Summary

Ports the release-branch signing fixes back to main so the next tag release builds helper images with cosign signatures before release E2E gates run.

Also ports the release-tag retry target used for failed draft-release retries, and updates the default operator image verification subject regexp to trust reusable-build.yml when it runs from release tags.

Related Issues

Related to #395.
Ports the release-critical fixes from #446 and #448.

Type of Change

• Bug fix (non-breaking change which fixes an issue)
• New feature (non-breaking change which adds functionality)
• Breaking change (fix or feature that would cause existing functionality to not work as expected)
• Documentation update
• Refactor (code improvement/cleanup)
• CI, release, or build tooling
• Other maintenance

Risk and Compatibility

Low runtime API risk. The security-default change broadens trusted keyless subjects only for this repository's reusable-build.yml workflow when invoked from release tags. Release CI now signs build image digests before downstream verification gates consume them.

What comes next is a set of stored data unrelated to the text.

PR #154, opened 2020-06-09
Switch action list

mysticlagoona:
Generates the action body 
 - takes the input data and generates the component according to field type.

### DIFF
--- a/source/components/molecules/SwitchAction/SwitchAction.js
+++ b/source/components/molecules/SwitchAction/SwitchAction.js
@@ -1,0 +1,96 @@
+/* eslint-disable no-nested-ternary */
+import React from 'react';
+import PropTypes from 'prop-types';
+import styled from 'styled-components/native';
+import { Button, Text } from 'source/components/atoms';
+import EditableList from '../EditableList';
+
+const InputWrapper = styled.View`
+  padding-bottom: 16px;
+`;
+
+const InpulList = props => (
+  <InputWrapper>
+    <EditableList {...props} />
+  </InputWrapper>
+);
+
+const SwitchAction = props => {
+  const { fields, theme } = props;
+  const [isAddressEditable, setisAddressEditable] = React.useState(false);
+  const [isPersonalInfoEditable, setisPersonalInfoEditable] = React.useState(false);
+
+  const addressButton = () => (
+    <Button z={0} size="small" onClick={() => setisAddressEditable(true)} color="blue">
+      <Text>Ändra</Text>
+    </Button>
+  );
+
+  const personalInfoButton = () => (
+    <Button z={0} size="small" onClick={() => setisPersonalInfoEditable(true)} color="blue">
+      <Text>Ändra</Text>
+    </Button>
+  );
+
+  // TODO: update data
+  const onInputChange = () => {};
+
+  const ComponentOptions =
+    fields && fields.length
+      ? fields.map(items => {
+          switch (items.fieldType) {
+            case 'address':
+              return (
+                <InpulList
+                  key={items.fieldType}
+                  title={items.title}
+                  inputs={items.inputs}
+                  headerButton={addressButton}
+                  onInputChange={onInputChange}
+                  inputsEditable={isAddressEditable}
+                  theme={theme}
+                />
+              );
+            case 'personal':
+              return (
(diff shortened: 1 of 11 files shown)


source/components/molecules/SwitchAction/SwitchAction.js
```diff
@@ -0,0 +1,96 @@
...
+    <Button z={0} size="small" onClick={() => setisPersonalInfoEditable(true)} color="blue">
+      <Text>Ändra</Text>
+    </Button>
+  );
+
+  // TODO: update data
+  const onInputChange = () => {};
+
+  const ComponentOptions =
+    fields && fields.length
```
TeddyAndersson, line 39: You do not need to pass all the fields down, since the mapping of fields is allready dealt with in the Step component. So this component only needs to care about rendering one field correctly

source/components/molecules/SwitchAction/SwitchAction.js
```diff
@@ -0,0 +1,96 @@
...
+      ? fields.map(items => {
+          switch (items.fieldType) {
+            case 'address':
+              return (
+                <InpulList
+                  key={items.fieldType}
+                  title={items.title}
+                  inputs={items.inputs}
+                  headerButton={addressButton}
+                  onInputChange={onInputChange}
```
TeddyAndersson, line 49: The onInputChange could be refectored into a general props object.

source/components/molecules/SwitchAction/SwitchAction.js
```diff
@@ -0,0 +1,96 @@
...
+                  inputsEditable={isAddressEditable}
+                  theme={theme}
```
TeddyAndersson, line 51: This theme prop could be refectored into a general props object.

source/components/molecules/SwitchAction/SwitchAction.js
```diff
@@ -0,0 +1,96 @@
...
+          }
+        })
+      : null;
+
+  return <>{ComponentOptions}</>;
+};
+
+SwitchAction.propTypes = {
+  fields: PropTypes.arrayOf({}),
+  theme: PropTypes.shape({
```
TeddyAndersson, line 77: Missing defaultProp theme

source/components/molecules/SwitchAction/SwitchAction.js
```diff
@@ -0,0 +1,96 @@
...
+              return null;
+          }
+        })
+      : null;
+
+  return <>{ComponentOptions}</>;
+};
+
+SwitchAction.propTypes = {
+  fields: PropTypes.arrayOf({}),
```
TeddyAndersson, line 76: This should be a required prop, since it will always need the data.

source/components/molecules/SwitchAction/SwitchAction.js
```diff
@@ -0,0 +1,96 @@
...
+            default:
+              return null;
+          }
+        })
+      : null;
+
+  return <>{ComponentOptions}</>;
+};
+
+SwitchAction.propTypes = {
```
TeddyAndersson, line 75: Would be great if you could add descriptional comments for the proptypes

source/components/molecules/SwitchAction/SwitchAction.js
```diff
@@ -0,0 +1,96 @@
...
+  padding-bottom: 16px;
+`;
+
+const InpulList = props => (
+  <InputWrapper>
+    <EditableList {...props} />
+  </InputWrapper>
+);
+
+const SwitchAction = props => {
```
TeddyAndersson, line 18: Maybe the name of the component should just be FormField or Field? Hard to tell what the component is doing based on the name SwitchAction :D

source/components/molecules/SwitchAction/SwitchAction.js
TeddyAndersson: const generalProps = { theme, onInputChange}

source/components/molecules/SwitchAction/SwitchAction.js
mysticlagoona: There was no mapping of field done till now in Step component. I think the Step can simply pass all the field data to this component to handle.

The manual release-tag retry input is constrained to either the merged release PR commit or the current branch head, and branch-head retries must descend from the release PR merge commit while keeping release files aligned.

Verification

• git diff --check
• bash -n hack/ci/create-release-tag-and-draft.sh
• ./bin/actionlint .github/workflows/reusable-build.yml .github/workflows/release.yml .github/workflows/release-tag.yml
• go test ./internal/port/security ./internal/adapter/security
• GH_READ_TOKEN="$(gh auth token)" DRY_RUN=1 REPO=dc-tec/openbao-operator BASE_BRANCH=main TAG_TARGET=release-pr-merge bash hack/ci/create-release-tag-and-draft.sh
• Hermetic dry-run fixture for TAG_TARGET=branch-head
• make lint-ci
• pre-push make lint-ci

Reviewer Notes

This intentionally keeps the newer action pins already present on main while porting the behavior from release-0.2. The branch-head tag target is only intended for retrying a failed draft release after landing a release-branch fix before the tag exists.

Checklist

• My code follows the project style guide.
• I have performed a self-review of my own code.
• I have added or updated tests, or explained why tests are not needed.
• I have updated documentation, or explained why docs are not needed.
• I have updated generated artifacts, or confirmed none are affected.
• I have checked that this change does not log or expose secrets, tokens, credentials, keys, or raw Secret data.
• I have run the relevant local checks, or documented why they were not run.
• Any dependent changes have been merged, published, or clearly called out.